Lessons learned while deploying DEM

by | Nov 14, 2018 | Monitoring Solutions

Do you really know what issues your customers are experiencing when using your digital services? How long does it take for a transaction to go through? How many transactions fail on the first attempt? How often are sessions interrupted, or never make it to your service API in the first place? And more importantly, how many potential customers fail to return and how much business are you losing in the process?

When one deals with a service that is delivered over digital channels and your only feedback is the analytics, stats and logs provided by the application, then your only reference as to whether it’s successful or not is confined to the data for those transactions that actually made it all the way to service completion. And because analytics often begin at the point where transactions execute against the stack (ignoring the carriers, gateways and middleware in between), we’d never know that there is often a morass of timed out logins, failed transactions, lost states and interrupted sessions out there in the real world. Unless we actively monitor that part of the service landscape, that is. And that’s where Apogee comes in.

When our customers are first presented with the real-time Digital Experience Monitoring (DEM) data that Apogee provides, they are almost always surprised, then a little shocked, and then driven to bring more visibility to their digital channels by expanding their DEM initiatives. That is, of course, after the immediate initiatives are put in play to isolate and correct the newly uncovered service issues. After all, the whole point of DEM is to improve service quality.

Let us illustrate using the following case study for an application issue that Apogee discovered.

Apogee was deployed as part of a migration and expansion project for a client – a mobile network operator. We implemented the first synthetic transaction test, and within hours noticed the success rate was hovering between 80 and 90%. A second synthetic test was implemented on another channel and the same success rates were observed there, which doubly confirmed the findings. The operator was heretofore unaware of the relatively high transaction failure rates, and was at first incredulous of the findings. Honestly speaking, this scenario is familiar territory for us by now, so we patiently and politely stuck to our guns…

One of Apogee’s newly implemented features is that the raw USSD output, as received by the network, is visualised and stored for each synthetic test, and we observed via the dashboard that the returned outputs for the failed transactions were empty return strings, and even more frustratingly, these events appeared to be completely random.

While there were no user complaints at this point, with Apogee still indicating between 10 and 20% failure rate, the investigation was shifted towards the backend application, where further traces were run, and network captures were taken and sent to the application vendor for analysis.

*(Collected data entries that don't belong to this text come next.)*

PR #295, opened 2018-02-27
Check for candidate failure

wpride:
Realized looking at the source code that these values will be set if an exception occurs, check for them and log if set.

### DIFF
--- a/touchforms/formplayer/experiments.py
+++ b/touchforms/formplayer/experiments.py
@@ -24,6 +24,9 @@ class FormplayerExperiment(laboratory.Experiment):
             self.log_diff(control, candidate)
             return
 
+        if candidate.failure:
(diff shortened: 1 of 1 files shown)


touchforms/formplayer/experiments.py
```diff
@@ -24,6 +24,9 @@ def publish(self, result):
             self.log_diff(control, candidate)
             return
 
+        if candidate.failure:
+            logging.info("Candidate %s failed with exception %s" % (candidate, candidate.exception))
```
gcapalbo: this isn't using one of the loggers you defined at the top of the file (and there are some other places in here that aren't either). is that intentional?

wpride: Yes - I don't want to log to the diff file in this case, I just want to see the exception that occurred in the machine logs

PR #296, opened 2018-03-01
Use get_nimbus_url() and log URL

wpride:
ibid


gcapalbo:
@wpride were you able to trace through and confirm this is what webapps uses?

PR #298, opened 2018-03-03
Log entire URL string

wpride:
The logging I was doing before didn't have the `scheme` component (noob). the logs currently are showing a `301 moved` response for the requests to Formplayer, which I can reproduce when I have `http` or nothing as the scheme (instead of `https`). @gcapalbo do you think it could be the case that the wrong scheme is being used? Looks like `https` is the `DEFAULT_PROTOCOL` in `localsettings.py` on `hqcelery1` so that seems right

### DIFF
--- a/touchforms/formplayer/api.py
+++ b/touchforms/formplayer/api.py
@@ -283,7 +283,7 @@ def post_data_helper(d, auth, content_type, url, log=False):
     data = json.dumps(d)
     up = urlparse(url)
     if log:
-        logging.info("Request to url: %s%s" % (up.netloc, up.path))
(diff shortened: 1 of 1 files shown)


gcapalbo:
it should be using https and if it's not then that's a bug in the result from [get_nimbus_api](https://github.com/dimagi/commcare-hq/blob/6591cbf1ae9a8b5ea24b6485a50625b628458aba/corehq/apps/nimbus_api/utils.py#L6)

301s can also sometimes be caused when there's a trailing / that's missing. could that be the case here?

gcapalbo:
i just confirmed on prod that get_nimbus_url() does use https, so the 301 must be caused by something else

PR #299, opened 2018-03-05
Separate function for Formplayer requests

wpride:
`post_data_helper` is doing some manipulation with the `urlparse()` object so add a new function modeled on the [validation endpoint](https://github.com/dimagi/commcare-hq/blob/3e88dbe4554316981e7f9a43fde34aa8870702c9/corehq/apps/nimbus_api/form_validation.py#L43-L43)

### DIFF
--- a/touchforms/formplayer/api.py
+++ b/touchforms/formplayer/api.py
@@ -298,7 +298,6 @@ def formplayer_post_data_helper(d, auth, content_type, url):
     up = urlparse(url)
     logging.info("Request to url: %s" % up.geturl())
     headers = {}
-    headers["content-type"] = content_type
     headers["Content-Type"] = content_type
     headers["content-length"] = len(data)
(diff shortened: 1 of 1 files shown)


touchforms/formplayer/api.py
```diff
@@ -279,24 +280,37 @@ def server_down(cls):
...
+
+
+def formplayer_post_data_helper(d, auth, content_type, url):
+    d['nav_mode'] = 'prompt'
+    data = json.dumps(d)
+    up = urlparse(url)
+    logging.info("Request to url: %s" % up.geturl())
+    headers = {}
+    headers["content-type"] = content_type
+    headers["Content-Type"] = content_type
```
gcapalbo: why is this here twice?

wpride: Copied over from the `validate_forms()` but I now read this is case-insensitive

PR #300, opened 2018-03-12
Add toggle to use Formplayer for SMS handling

wpride:
cross-request: https://github.com/dimagi/commcare-hq/pull/19763

### DIFF
--- a/touchforms/formplayer/api.py
+++ b/touchforms/formplayer/api.py
@@ -11,6 +11,7 @@ from corehq.form_processor.utils.general import use_sqlite_backend
 from touchforms.formplayer.exceptions import BadDataError
 from experiments import FormplayerExperiment
 from corehq.apps.nimbus_api.utils import get_nimbus_url
+from corehq import toggles
 import requests
 """
 A set of wrappers that return the JSON bodies you use to interact with the formplayer
@@ -294,6 +295,7 @@ def post_data_helper(d, auth, content_type, url, log=False):
 
 def formplayer_post_data_helper(d, auth, content_type, url):
     d['nav_mode'] = 'prompt'
+    d['oneQuestionPerScreen'] = True
     data = json.dumps(d)
     up = urlparse(url)
     logging.info("Request to url: %s" % up.geturl())
@@ -320,6 +322,10 @@ def post_data(data, auth=None, content_type="application/json"):
     if auth:
         d['hq_auth'] = auth.to_dict()
     # just default to old server for now
+
+    if toggles.SMS_USE_FORMPLAYER:
+        return formplayer_post_data_helper(d, auth, content_type, url)
+
     return perform_experiment(d, auth, content_type)
 
 
--- a/touchforms/formplayer/api.py
+++ b/touchforms/formplayer/api.py
@@ -324,7 +324,7 @@ def post_data(data, auth=None, content_type="application/json"):
     # just default to old server for now
 
     if toggles.SMS_USE_FORMPLAYER:
-        return formplayer_post_data_helper(d, auth, content_type, url)
+        return formplayer_post_data_helper(d, auth, content_type, get_nimbus_url() + "/" + data["action"])
 
     return perform_experiment(d, auth, content_type)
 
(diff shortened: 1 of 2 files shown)


touchforms/formplayer/api.py
```diff
@@ -320,6 +322,10 @@ def post_data(data, auth=None, content_type="application/json"):
     if auth:
         d['hq_auth'] = auth.to_dict()
     # just default to old server for now
+
+    if toggles.SMS_USE_FORMPLAYER:
+        return formplayer_post_data_helper(d, auth, content_type, get_nimbus_url() + "/" + data["action"])
```
gcapalbo: `perform_experiment` calls `get_candidate_session_data` which sets the values of both `session_id` and `session-id` to the same value. is session id already being set to the right param here or do both need to be set here too?

wpride: Great point... also occurs to me that when we switch this over we'll want to continue doing the lookups between `touchforms` and `formplayer` `session_id`s so that we don't break any ongoing sessions

touchforms/formplayer/api.py
```diff
@@ -293,7 +294,7 @@ def post_data_helper(d, auth, content_type, url, log=False):
 
 
 def formplayer_post_data_helper(d, auth, content_type, url):
-    d['nav_mode'] = 'prompt'
+    d = get_formplayer_session_data(d)
```
gcapalbo: it looks like `perform_experiment` calls `get_candidate_session_data` before calling `formplayer_post_data_helper` so it seems like calling `get_formplayer_session_data` is unnecessary in that flow.

should this call to `get_formplayer_session_data` be moved to be directly under the toggle check?

touchforms/formplayer/api.py
```diff
@@ -320,9 +321,34 @@ def post_data(data, auth=None, content_type="application/json"):
     if auth:
         d['hq_auth'] = auth.to_dict()
     # just default to old server for now
+
+    if toggles.SMS_USE_FORMPLAYER:
```
gcapalbo: should check `.enabled()`

touchforms/formplayer/api.py
```diff
@@ -320,9 +320,35 @@ def post_data(data, auth=None, content_type="application/json"):
     if auth:
         d['hq_auth'] = auth.to_dict()
     # just default to old server for now
+
+    if toggles.SMS_USE_FORMPLAYER.enabled():
```
gcapalbo: need to pass the domain in too.

would be good to do a run through of the test suite and confirm that nothing breaks with these changes

touchforms/formplayer/api.py
```diff
@@ -320,8 +321,9 @@ def post_data(data, auth=None, content_type="application/json"):
     if auth:
         d['hq_auth'] = auth.to_dict()
     # just default to old server for now
-
-    if toggles.SMS_USE_FORMPLAYER.enabled():
+    domain = d.get("domain")
```
gcapalbo: where does domain come from? i don't think it's getting passed on every request. when i add these lines here

    if not domain:
            raise RuntimeError()

and run the tests, it raises the RuntimeError

gcapalbo:
this will also need to be updated after https://github.com/dimagi/touchforms/pull/301 is merged

touchforms/formplayer/api.py
```diff
@@ -293,7 +295,6 @@ def post_data_helper(d, auth, content_type, url, log=False):
 
 
 def formplayer_post_data_helper(d, auth, content_type, url):
-    d['nav_mode'] = 'prompt'
```
gcapalbo: looks like nav_mode won't be set to prompt for any domains using the experiment. is that intentional?

wpride: ... damnit, thanks Gio

touchforms/formplayer/sms.py
```diff
@@ -22,28 +25,28 @@ def start_session(config):
...
+    xformsresponse = answer_question(session_id, _tf_format(answer), domain, auth)
+    for resp in _next_responses(xformsresponse, session_id, domain, auth):
         yield resp
 
-def _next_responses(xformsresponse, session_id, auth=None):
+def _next_responses(xformsresponse, session_id, domain, auth=None):
     if xformsresponse.is_error:
         yield xformsresponse
     elif xformsresponse.event.type == "sub-group":
         response = next(session_id, auth)
```
gcapalbo: just realized, looks like you missed one place to pass domain

wpride:
👍

PR #306, opened 2018-06-15
Start passing hmac digest on smsforms formplayer requests

gcapalbo:
We can release this without changes to formplayer. Once formplayer validates this header in its requests then we can get rid of the Cookie header it's passing now.

Depends on https://github.com/dimagi/commcare-hq/pull/20916

@snopoke @wpride

### DIFF
--- a/touchforms/formplayer/api.py
+++ b/touchforms/formplayer/api.py
@@ -8,6 +8,7 @@ import copy
 from dimagi.utils.couch.cache.cache_core import get_redis_client
 
 from corehq.form_processor.utils.general import use_sqlite_backend
+from corehq.util.hmac_request import get_hmac_digest, convert_to_bytestring_if_unicode
 from touchforms.formplayer.exceptions import BadDataError
 from experiments import FormplayerExperiment
 from corehq import toggles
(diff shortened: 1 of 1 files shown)


touchforms/formplayer/api.py
```diff
@@ -295,21 +296,22 @@ def post_data_helper(d, auth, content_type, url, log=False):
...
 
 def formplayer_post_data_helper(d, auth, content_type, url):
-    data = json.dumps(d)
+    data = json.dumps(d).encode('utf-8')
     up = urlparse(url)
-    logging.info("Request to url: %s" % up.geturl())
     headers = {}
     headers["Content-Type"] = content_type
     headers["content-length"] = len(data)
     headers["Cookie"] = 'sessionid=%s' % settings.FORMPLAYER_INTERNAL_AUTH_KEY
```
snopoke: Could comment here that this is to be removed once formplayer supports the mac digest.

gcapalbo: updated https://github.com/dimagi/touchforms/pull/306/commits/e547a71491918437cdd2c4799203fa9232b62696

After reviewing the traffic captures, the software vendor immediately recognised the problem and that there were some small changes to be done to a gateway component. The software vendor formally acknowledged the issue, and provided a patch. After a few days of testing in the staging environment, the customer was satisfied that the fix was stable and implemented the patch in production. The measured success rate improved immediately, as expected.

So, what are the common lessons to be learnt here?

  1. Your service doesn’t end at the point of handoff.

    Even though your core service at the backend and the interface to the delivery layer might be working perfectly, there is still a way to go before your end user interacts with it. This takes the form of carrier networks – fixed or mobile – that bridge the gap between your service and the customer endpoint. There is also the actual endpoint or device to contend with, but that falls in the realm of UX.

  2. Don’t rely on your application’s analytics alone.

    Remember that when you look at logs and events from the application stack, you are only looking at transactions that made it to your platform in the first case. This is not good enough. It needs to be correlated with the outside-in perspective which DEM provides, in order to address the often staggering number of requests that never make it out the gate.

  3. There’s more to a successful transaction than meets the eye.

    A surprising finding when one begins to measure the performance of transactions from the end-user perspective is often that performance problems are masked by user “think time” or wait time, to borrow some nomenclature from the performance testing arena. Because Apogee’s DEM synthetics execute transactions as fast as the system will allow, it often picks up small variations in service performance which would ordinarily be masked by the time that users take to make selections, input menu options, type passwords, etc. These small variations often indicate trends which are predictive of service problems down the road. Early warning is great.

  4. Widespread, severe service impact is needed before customer care is alerted to service problems.

    You’d be surprised how high the tolerable failure rate of services are before users complain. In fact, Facebook ran a study a few years ago where they intentionally crashed the Facebook app on Android with increasing frequency, in order to determine the threshold at which users would give up and not come back. They kept upping the rate at which the app crashed, but eventually gave up because they could not manage to reach that threshold. Users put up with a lot – but that doesn’t mean they’re not irritated by service issues. Even if your service desk is not reporting any complaints, it doesn’t mean that things are balmy out in the real world. You have to monitor services from the end-user perspective yourself in order to get a true reflection of your service quality.